Distance correlation catches what Pearson and Spearman miss

Distance correlation is zero if and only if the variables are independent. Unlike Pearson (linear only) or Spearman (monotonic only), it detects any kind of statistical dependence.
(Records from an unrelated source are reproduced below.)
PR #8123, opened 2025-08-02
apprt/gtk-ng: winproto behaviors (quick terminal, csd/ssd, blur, etc.)

mitchellh:
This ports over the winproto behaviors to gtk-ng. The core winproto logic is unchanged except for trivial typing changes. The interaction with winproto is a bit different in ng due to the class separation of logic between surfaces and windows, but functionally the same.

Ran against Valgrind and all looks good.

### DIFF
--- a/src/apprt/gtk-ng/class/application.zig
+++ b/src/apprt/gtk-ng/class/application.zig
@@ -1727,20 +1727,20 @@ const Action = struct {
         // Find a quick terminal window.
         const list = gtk.Window.listToplevels();
         defer list.free();
-        const elem_: ?*glib.List = list.findCustom(null, struct {
-            fn callback(data: ?*const anyopaque, _: ?*const anyopaque) callconv(.c) c_int {
-                const ptr = data orelse return 1;
-                const gtk_window: *gtk.Window = @ptrCast(@alignCast(@constCast(ptr)));
-                const window = gobject.ext.cast(
+        if (ext.listFind(gtk.Window, list, struct {
+            fn find(gtk_win: *gtk.Window) bool {
+                const win = gobject.ext.cast(
                     Window,
-                    gtk_window,
-                ) orelse return 1;
-                if (window.isQuickTerminal()) return 0;
-                return 1;
+                    gtk_win,
+                ) orelse return false;
+                return win.isQuickTerminal();
             }
-        }.callback);
-        const elem = elem_ orelse return null;
-        return @ptrCast(@alignCast(elem.f_data));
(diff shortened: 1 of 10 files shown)


src/apprt/gtk-ng/class/application.zig
```diff
@@ -1694,6 +1701,48 @@ const Action = struct {
...
+                const window = gobject.ext.cast(
+                    Window,
+                    gtk_window,
+                ) orelse return 1;
+                if (window.isQuickTerminal()) return 0;
+                return 1;
+            }
+        }.callback);
+        const elem = elem_ orelse return null;
+        return @ptrCast(@alignCast(elem.f_data));
```
pluiedev: This pattern is getting common enough for me to wonder if we should introduce a helper for it...

src/apprt/gtk-ng/class/window.zig
```diff
@@ -466,12 +522,28 @@ pub const Window = extern struct {
...
+        const priv = self.private();
+        const csd_enabled = priv.winproto.clientSideDecorationEnabled();
+        self.as(gtk.Window).setDecorated(@intFromBool(csd_enabled));
+
+        // Fix any artifacting that may occur in window corners. The .ssd CSS
+        // class is defined in the GtkWindow documentation:
+        // https://docs.gtk.org/gtk4/class.Window.html#css-nodes. A definition
+        // for .ssd is provided by GTK and Adwaita.
+        self.toggleCssClass("csd", csd_enabled);
+        self.toggleCssClass("ssd", !csd_enabled);
```
pluiedev, line 545: This should also cover `solid-csd` (see https://github.com/ghostty-org/ghostty/discussions/5660#discussioncomment-13598149)

src/apprt/gtk-ng/class/application.zig
mitchellh: Definitely. The ptrCast/alignCast/constCast is also nasty so I'll pull this out into a helper. We can't use the `gobject.ext` helpers here either because the any opaque type doesn't work with them (comp time error, I think their checks are too strict). So yeah, I'll pull this out.

src/apprt/gtk-ng/class/window.zig
mitchellh: Sounds good. I've been trying not to fix bugs in the `-ng` side that legacy doesn't have but this seems small enough...

mitchellh: I actually reverted my change here because it was too dumb and caused a border to exist on my setup. I made #8127 to track.

PR #8129, opened 2025-08-02
gtk-ng: port options for ringing bell (system, audio, attention)

jcollie:


src/apprt/gtk-ng/class/surface.zig
```diff
@@ -525,7 +525,76 @@ pub const Surface = extern struct {
 
     /// Ring the bell.
     pub fn ringBell(self: *Self) void {
-        // TODO: Audio feature
+        const window = ext.getAncestor(Window, self.as(gtk.Widget)) orelse {
```
mitchellh: I wanted to do all this in the `Window` class by listening to the surface `ring-bell` signal. We should not be assuming any ancestor tree at all within `Surface`. The one place we do right now has a comment noting we should not do that (termio subprocess env).

mitchellh (changes requested):

src/apprt/gtk-ng/class/surface.zig
jcollie: Fixed. One note is that I did not have the `Window` listen directly to the signal from the `Surface` because we need to know which `Tab` the surface is attached to. That's basically the function of the `bell` signal on the `Tab`, basically it just forwards the signal but with the `Tab` attached.

jcollie:
Also added an implementation of the `title` bell feature.

src/apprt/gtk-ng/class/tab.zig
```diff
@@ -92,6 +92,21 @@ pub const Tab = extern struct {
     };
 
     pub const signals = struct {
+        /// The bell was rung by one of the child surfaces.
+        ///
+        /// The tab doesn't handle any functionality so it is up to the
+        /// embedding widget to react to this.
+        pub const bell = struct {
```
mitchellh: We don't need to do this. See how we attach signals to Surface from Window.

mitchellh (changes requested):
I wonder if the surface should handle the audio... I guess so... 

I also wonder if we should separate properties for titles a bit. 

Let me think about this. May just take this PR and go with it.

src/apprt/gtk-ng/class/tab.zig
jcollie: If you read my previous note this was done specifically because we need the tab that the surface is attached to. If the window attaches directly to the surface we have to look that information up elsewhere.

jcollie:
> I wonder if the surface should handle the audio... I guess so...

For the custom audio it really doesn't matter as it doesn't need any information that makes it necessary to have it one place or the other. So the reason I put it in the surface is because that's where it was and there wasn't a specific reason to move it.

> I also wonder if we should separate properties for titles a bit.

Not sure what needs separating.

src/apprt/gtk-ng/class/tab.zig
mitchellh: We should be able to bind to the "active surface". If I didn't hook that up yet then let me work on that. That'll come with splits but I thought I wired that property though already.

jcollie: It's not a question of where/when the signal is bound, it's when the signal is emitted. Routing the signal though the tab means we can get what tab the surface is attached to without searching through all the objects.

mitchellh: I don't understand. I'll take a look when I context load on this more.

jcollie: I've rewritten this to use actions, which are much cleaner (and should work with the new splits too).

jcollie:
Alright, did a big rewrite to use actions instead of signals.

jcollie:
Rebased on main with the new method for adding flair to the title.

src/apprt/gtk-ng/ext.zig
```diff
@@ -50,3 +51,73 @@ pub fn getAncestor(comptime T: type, widget: *gtk.Widget) ?*T {
     // We can assert the unwrap because getAncestor above
     return gobject.ext.cast(T, ancestor).?;
 }
+
+/// Check that an action name is valid.
+///
+/// Reimplementation of g_action_name_is_valid so that it can be
```
tristan957:
```suggestion
/// Reimplementation of g_action_name_is_valid() so that it can be
```

src/apprt/gtk-ng/ext.zig
```diff
@@ -50,3 +51,73 @@ pub fn getAncestor(comptime T: type, widget: *gtk.Widget) ?*T {
...
+/// use at comptime.
```
tristan957:
```suggestion
/// used at comptime.
```

tristan957 (approved):

mitchellh:
See #8221

PR #8796, opened 2025-09-19
macos: quick terminal stores the last closed size by screen

mitchellh:
Fixes #8713

This stores the last closed state of the quick terminal by screen
pointer. We use a weak mapping so if a screen is unplugged we'll clear
the memory. We will not remember the size if you unplug and replug in a
monitor.

### DIFF
--- a/macos/Sources/Features/QuickTerminal/QuickTerminalController.swift
+++ b/macos/Sources/Features/QuickTerminal/QuickTerminalController.swift
@@ -21,13 +21,13 @@ class QuickTerminalController: BaseTerminalController {
     // The active space when the quick terminal was last shown.
     private var previousActiveSpace: CGSSpace? = nil
 
-    /// The window frame saved when the quick terminal's surface tree becomes empty.
+    /// The saved state when the quick terminal's surface tree becomes empty.
     ///
     /// This preserves the user's window size and position when all terminal surfaces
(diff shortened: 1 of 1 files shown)


edrozenberg:
This change causes the quick terminal to revert to a 400px height despite manual resize and despite any `quick-terminal-size` setting. With the following steps:

1) Show/hide quick terminal on Mac main/first desktop
2) Switch to another desktop for ex. a fullscreen one w/a Ghostty window
3) Show/hide quick terminal
4) Switch back to first desktop
5) Show/hide quick terminal
6) Quick terminal height reverted to 400px

MacOS 15.7 (24G222)

mitchellh:
I ran your exact steps @edrozenberg and my prior size was maintained. Perhaps key-ing by the weak ref to the screen isn't right and for some reason your system is freeing them. I wonder if there is a screen ID we can use instead...

edrozenberg:
> I ran your exact steps @edrozenberg and my prior size was maintained.

Thanks for checking! Was able to repro earlier but not anymore... Will submit a discussion if I see it again.

mitchellh:
Yeah I bet you keying on the `NSScreen` is not the way to go. I bet macOS regularly recycles those.

radiosilence:
Hmm, since the latest release the quick terminal is now:

1. Is stuck as being too wide for my 14" MBP display.
2. Is consistently too small on my main external display.

PR #8798, opened 2025-09-19
build: lower build.zig dependencies to improve caching

mitchellh:
This is stomping towards minimizing our build.zig dependencies so that it can be cached more often. Right now, touching almost any file in the project forces the build.zig to rebuild which is destroying my productivity.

The downside is O(n²) computation.

Outlier Influence on Correlation

A single outlier can create or destroy a correlation.

python
np.random.seed(42)
n_out = 50

# No relationship + one outlier creates correlation
x_clean = np.random.normal(50, 10, n_out)
y_clean = np.random.normal(50, 10, n_out)

# Add one extreme outlier
x_with_outlier = np.append(x_clean, 120)
y_with_outlier = np.append(y_clean, 120)

fig, axes = plt.subplots(1, 3, figsize=(18, 5))

# Without outlier
r_no, _ = stats.pearsonr(x_clean, y_clean)
axes[0].scatter(x_clean, y_clean, color="steelblue")
axes[0].set_title(f"Without Outlier: r = {r_no:.3f}", fontsize=12)

# With outlier
r_with, _ = stats.pearsonr(x_with_outlier, y_with_outlier)
axes[1].scatter(x_with_outlier, y_with_outlier, color="steelblue")
axes[1].scatter([120], [120], color="red", s=100, zorder=5, label="Outlier")
axes[1].set_title(f"With Outlier: r = {r_with:.3f}", fontsize=12)
axes[1].legend()

# Robust alternative: Spearman
r_sp_no, _ = stats.spearmanr(x_clean, y_clean)
r_sp_with, _ = stats.spearmanr(x_with_outlier, y_with_outlier)
axes[2].bar(["Pearson\n(no outlier)", "Pearson\n(with outlier)",
             "Spearman\n(no outlier)", "Spearman\n(with outlier)"],
            [r_no, r_with, r_sp_no, r_sp_with],
            color=["steelblue", "coral", "steelblue", "coral"],
            edgecolor="black")
axes[2].set_ylabel("Correlation")
axes[2].set_title("Outlier Impact: Pearson vs Spearman", fontsize=12)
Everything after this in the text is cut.